(What needs to be done): A word-for-word restatement of the data is what is needed.

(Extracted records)

PR #3580, opened 2024-12-16
feat(connect): support `DdlParse`

andrewgazelka:


andrewgazelka:
* **#3580** <a href="https://app.graphite.dev/github/pr/Eventual-Inc/Daft/3580?utm_source=stack-comment-icon" target="_blank">Graphite</a> 👈 <a href="https://app.graphite.dev/github/pr/Eventual-Inc/Daft/3580?utm_source=stack-comment-view-in-graphite" target="_blank">(View in Graphite)</a>
* `main`


<h2></h2>

src/daft-sql/src/planner.rs
```diff
@@ -202,6 +202,35 @@ impl<'a> SQLPlanner<'a> {
...
+                let name = cd.name.to_string();
+                let data_type = cd.data_type.to_string();
+
+                (name, data_type)
+            })
+            .collect::<Vec<_>>();
+
+        println!("{:?}", outputs);
+    }
+
```
universalmind303, line 233: remove

tests/connect/test_analyze_plan.py
```diff
@@ -0,0 +1,7 @@
+from __future__ import annotations
+
+
+def test_analyze_plan(spark_session):
+    data = [[1000, 99]]
+    df1 = spark_session.createDataFrame(data, schema="Value int, Total int")
+    df1.collect()
```
universalmind303, line 7: do we have `df.schema()` implemented yet? if so, we could assert that the schema matches an expected schema. 

I'd also try with something that wouldn't implicitly get coerced to that type. like try using `long` instead of `int` and make sure that the supplied schema is used instead of the implied schema.

tests/connect/test_analyze_plan.py
```diff
@@ -0,0 +1,8 @@
+from __future__ import annotations
+
+
+def test_analyze_plan(spark_session):
+    data = [[1000, 99]]
+    df1 = spark_session.createDataFrame(data, schema="Value int, Total int")
+    s = df1.schema
+    assert str(s) == "StructType([StructField('_1', LongType(), True), StructField('_2', LongType(), True)])"
```
universalmind303, line 8: this is a bad assertion. 

`int` should map to [IntegerType](https://spark.apache.org/docs/latest/api/python/reference/pyspark.sql/api/pyspark.sql.types.IntegerType.html#pyspark.sql.types.IntegerType) not `LongType`

andrewgazelka: ok also seems like it removes names or something? even though what is being returned is 

```
Schema: Schema {
    schema: Some(
        DataType {
            kind: Some(
                Struct(
                    Struct {
                        fields: [
                            StructField {
                                name: "Value",
                                data_type: Some(
                                    DataType {
                                        kind: Some(
                                            Integer(
                                                Integer {
                                                    type_variation_reference: 0,
                                                },
                                            ),
                                        ),
                                    },
                                ),
                                nullable: true,
                                metadata: None,
                            },
                            StructField {
                                name: "Total",
                                data_type: Some(
                                    DataType {
                                        kind: Some(
                                            Integer(
                                                Integer {
                                                    type_variation_reference: 0,
                                                },
                                            ),
                                        ),
                                    },
                                ),
                                nullable: true,
                                metadata: None,
                            },
                        ],
                        type_variation_reference: 0,
                    },
                ),
            ),
        },
    ),
}
```

andrewgazelka: meh yea spark is sparking I think 😅

tests/connect/test_analyze_plan.py
```diff
@@ -0,0 +1,11 @@
+from __future__ import annotations
+
+
+def test_analyze_plan(spark_session):
```
universalmind303, line 4: so i think we should change this to the commented out assertion, then do something like

```suggestion
@pytest.mark.skip(
    reason="Currently an issue in the spark connect code. It always passes the inferred schema instead of the supplied schema."
)
def test_analyze_plan(spark_session):

```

(Solution for this problem):
PR #3580, opened 2024-12-16
feat(connect): support `DdlParse`

andrewgazelka:


andrewgazelka:
* **#3580** <a href="https://app.graphite.dev/github/pr/Eventual-Inc/Daft/3580?utm_source=stack-comment-icon" target="_blank">Graphite</a> 👈 <a href="https://app.graphite.dev/github/pr/Eventual-Inc/Daft/3580?utm_source=stack-comment-view-in-graphite" target="_blank">(View in Graphite)</a>
* `main`


<h2></h2>

src/daft-sql/src/planner.rs
```diff
@@ -202,6 +202,35 @@ impl<'a> SQLPlanner<'a> {
...
+                let name = cd.name.to_string();
+                let data_type = cd.data_type.to_string();
+
+                (name, data_type)
+            })
+            .collect::<Vec<_>>();
+
+        println!("{:?}", outputs);
+    }
+
```
universalmind303, line 233: remove

tests/connect/test_analyze_plan.py
```diff
@@ -0,0 +1,7 @@
+from __future__ import annotations
+
+
+def test_analyze_plan(spark_session):
+    data = [[1000, 99]]
+    df1 = spark_session.createDataFrame(data, schema="Value int, Total int")
+    df1.collect()
```
universalmind303, line 7: do we have `df.schema()` implemented yet? if so, we could assert that the schema matches an expected schema. 

I'd also try with something that wouldn't implicitly get coerced to that type. like try using `long` instead of `int` and make sure that the supplied schema is used instead of the implied schema.

tests/connect/test_analyze_plan.py
```diff
@@ -0,0 +1,8 @@
+from __future__ import annotations
+
+
+def test_analyze_plan(spark_session):
+    data = [[1000, 99]]
+    df1 = spark_session.createDataFrame(data, schema="Value int, Total int")
+    s = df1.schema
+    assert str(s) == "StructType([StructField('_1', LongType(), True), StructField('_2', LongType(), True)])"
```
universalmind303, line 8: this is a bad assertion. 

`int` should map to [IntegerType](https://spark.apache.org/docs/latest/api/python/reference/pyspark.sql/api/pyspark.sql.types.IntegerType.html#pyspark.sql.types.IntegerType) not `LongType`

andrewgazelka: ok also seems like it removes names or something? even though what is being returned is 

```
Schema: Schema {
    schema: Some(
        DataType {
            kind: Some(
                Struct(
                    Struct {
                        fields: [
                            StructField {
                                name: "Value",
                                data_type: Some(
                                    DataType {
                                        kind: Some(
                                            Integer(
                                                Integer {
                                                    type_variation_reference: 0,
                                                },
                                            ),
                                        ),
                                    },
                                ),
                                nullable: true,
                                metadata: None,
                            },
                            StructField {
                                name: "Total",
                                data_type: Some(
                                    DataType {
                                        kind: Some(
                                            Integer(
                                                Integer {
                                                    type_variation_reference: 0,
                                                },
                                            ),
                                        ),
                                    },
                                ),
                                nullable: true,
                                metadata: None,
                            },
                        ],
                        type_variation_reference: 0,
                    },
                ),
            ),
        },
    ),
}
```

andrewgazelka: meh yea spark is sparking I think 😅

tests/connect/test_analyze_plan.py
```diff
@@ -0,0 +1,11 @@
+from __future__ import annotations
+
+
+def test_analyze_plan(spark_session):
```
universalmind303, line 4: so i think we should change this to the commented out assertion, then do something like

```suggestion
@pytest.mark.skip(
    reason="Currently an issue in the spark connect code. It always passes the inferred schema instead of the supplied schema."
)
def test_analyze_plan(spark_session):

```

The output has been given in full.